Страница 13 из 20
Бившуюся в истерике девочку соседке пришлось выносить из комнаты на руках. Она сильно прижимала к себе дрожащее тельце девочки, говорила ласковые слова, целовала залитые слезами щечки.
На шум и крики с топором в руках прибежал сосед Василий Дмитриевич. Он охнул при виде Таисии, потом бросил на пол топор, схватил ковш с холодной водой и плеснул ей в лицо. Потом тайком сунул в карман оба конца разрезанного пояска от халата.
–Ну ты, бабонька, довела себя,—укорил он безвольно прислонившуюся к кровати Таисию, по лицу и груди которой текла вода.—Последнее дело вешаться бабе, у которой дитя на руках.
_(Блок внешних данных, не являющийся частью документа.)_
PR #1035, opened 2026-07-25
Raster: stop redoing two pieces of per-node and per-glyph work

kane50613:
## Why

Two pieces of work were done on every render and thrown away.

Every node deep-cloned its parent's `ComputedStyle` — a macro-generated struct covering every CSS longhand, plus two `HashMap`s — so that a loop over `@property` rules could conditionally mutate it. When no stylesheet declares an `@property` rule, and most do not, the loop body never runs and the function returns an exact copy of its input.

Underlined text rasterized each glyph outline twice. The paint goes through the process-wide glyph-mask cache; the skip-ink bounds went through a direct `render_mask` call that neither reads nor fills that cache, so it repeated in full for every occurrence of the glyph in every underlined run, and again on every later render of the same text. `text-decoration-skip-ink: auto` is the CSS default, so this was the ordinary path for links and headings rather than an edge case.

## What

`registered_custom_property_parent_style` returns a `Cow` and borrows when no sheet declares an `@property` rule. The guard keys on `property_rules().is_empty()` rather than on the media-query match, so it is trivially equivalent to the old behavior: a sheet whose rules all fail to match still takes the clone.

Skip-ink now calls `get_or_render_cached_mask` at subpixel bucket 0, in the same key space the paint path uses. `bucket_zero_mask_matches_untransformed_render` pins the assumption that makes this safe: bucket 0 applies an identity translation, and tiny-skia returns the path unchanged for that, so the mask is byte-identical to `render_mask(paths, None, None)`.

Worth being precise about the win, since sharing the key space does not always mean sharing the entry. The paint path picks its bucket from the glyph's fractional x position, so text laid out at fractional advances paints from buckets 1-3 and skip-ink's bucket-0 entry serves only skip-ink. What the change buys in that case is that the bounds survive across runs and across renders instead of being rasterized from scratch every time; where the paint does land on bucket 0, the two share one rasterization outright.

Rendered output is unchanged: the full fixture suite produced zero `.svg` and zero `.webp` diffs.

Neither win is measured. The redundancy is certain from the call graph, the magnitude is not — the benchmark question is worth answering separately.

### DIFF
--- a/.tegami/render-path-redundancies.md
+++ b/.tegami/render-path-redundancies.md
@@ -1,0 +1,13 @@
+---
+packages:
+  "cargo:takumi-core": patch
+  "cargo:takumi-raster": patch
+---
+
+### Stop redoing two pieces of per-node and per-glyph work
+
+Every node deep-cloned its parent's `ComputedStyle`, a struct covering every CSS longhand plus two `HashMap`s, so that a loop over `@property` rules could conditionally mutate it. Stylesheets that declare no `@property` rule, which is most of them, paid the clone and got an exact copy back. The function returns a `Cow` now and borrows in that case.
+
+Underlined text rasterized each glyph outline twice: once through the shared glyph-mask cache for the actual paint, and once through a direct uncached call that only measured skip-ink bounds. The second pass neither read nor filled the cache, so it repeated for every occurrence of the glyph. It now goes through the same cache at subpixel bucket 0, which a new test pins as identical to the untransformed rasterization. `text-decoration-skip-ink: auto` is the CSS default, so this was the ordinary path for links and headings.
+
+Rendered output is unchanged.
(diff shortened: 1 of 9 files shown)


kane50613:
On the `cache_signature() << 2` aliasing note: skipping, with reasoning.

The shift is not introduced here. `glyph_cache_key_and_offset` in `text_drawing.rs` has built the paint path's key as `(glyph_signature << 2) | bucket_x` since the mask cache landed, so the key space has always been the top 62 bits of the signature plus a 2-bit bucket. This PR deliberately reuses that packing rather than inventing a second one: bucket 0 is the same entry the paint path stores, which is the whole point of the change, since the two consumers now share one rasterization instead of doing it twice.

Он продолжал бубнить про себя, а сам оглядывался, стараясь понять, что послужило причиной такого поступка Таисии. На смятой постели он заметил конверт, взял его в руки, покрутил и так и эдак. Ни адреса, ни обратного адреса не было. Василий Дмитриевич постеснялся сунуть нос в конверт и осторожно положил его на столик. Потом он услышал странные квакающие звуки за своей спиной, обернулся и увидел, что это плачет Таисия. Травмированное горло не давало ей реветь во весь голос, и она выдавливала из себя рыдания порцию за порцией. Слезы же беспрепятственно лились по страдальчески сморщенному лицу бедной женщины.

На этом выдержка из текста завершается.